$A$ stone is dropped from the edge of a roof.
$(a)$ How long does it take to fall $4.9 \, m$?
$(b)$ How fast does it move at the end of that fall?
$(c)$ How fast does it move at the end of $7.9 \, m$?
$(d)$ What is its acceleration after $1 \, s$ and after $2 \, s$?

(N/A) Given: Initial velocity,$u = 0 \, m/s$.
Acceleration due to gravity,$g = 9.8 \, m/s^2$.

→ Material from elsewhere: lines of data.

PR #182, opened 2026-05-18
fix for non interactive VHTLC claim

louisinger:
depends on https://github.com/arkade-os/arkd/pull/1068

## Summary by CodeRabbit

* **New Features**
  * Retrieve wallet configuration data
  * Supply additional off-chain send options (including extension packets and Taproot output mapping)
  * Register custom contract handlers via wallet options

* **Improvements**
  * Avoid redundant contract generation for single-key providers

* **Tests**
  * Added tests for custom handler registration and wallet option validation

* **Dependencies**
  * Updated underlying library versions

[Review Change Stack](https://app.coderabbit.ai/change-stack/arkade-os/go-sdk/pull/182?utm_source=github_walkthrough&utm_medium=github&utm_campaign=change_stack)


ghost (changes requested):
## 🔍 Aggressive Code Review — arkade-os/go-sdk#182

**Reviewer:** Arkana (automated, protocol-level)
**Verdict:** Request changes + **requires human sign-off** (protocol-critical: contract creation, VTXO spend paths, taproot tree handling)

---

### 🔴 P0 — Dependency on unmerged PR

**go.mod** — `client-lib` bumped to `v0.0.0-20260514151440-4ecc7753e264`, which depends on **arkd#1068** (still OPEN, not merged). If arkd#1068 is rebased, force-pushed, or abandoned, this pseudo-version becomes a dangling commit. **This PR must not merge before arkd#1068 lands.**

The `WithOutputTaprootTree` and `WithExtraPacket` re-exported in `send_opts.go` don't even resolve in the current tree — `go build` would fail against the current `master` of `client-lib`.

---

### 🟡 P1 — Contract idempotent reuse silently discards label

**`contract/manager.go:104` vs `contract/manager.go:119`**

$(a)$ Using the equation of motion $S = ut + \frac{1}{2}at^2$:
$4.9 = 0 \times t + \frac{1}{2} \times 9.8 \times t^2$
$4.9 = 4.9 \times t^2$
$t^2 = 1 \Rightarrow t = 1 \, s$.
So,it takes $1 \, s$ to fall $4.9 \, m$.
$(b)$ Using $v^2 - u^2 = 2aS$:
$v^2 - 0^2 = 2 \times 9.8 \times 4.9$
$v^2 = 96.04$
$v = 9.8 \, m/s$.
So,the speed at the end of $4.9 \, m$ is $9.8 \, m/s$.
$(c)$ Using $v^2 - u^2 = 2aS$:
$v^2 - 0^2 = 2 \times 9.8 \times 7.9$
$v^2 = 154.84$
$v = \sqrt{154.84} \approx 12.44 \, m/s$.
So,the speed at the end of $7.9 \, m$ is $12.44 \, m/s$.
$(d)$ During free fall,the acceleration due to gravity is constant.
Acceleration after $1 \, s = 9.8 \, m/s^2$.
Acceleration after $2 \, s = 9.8 \, m/s^2$.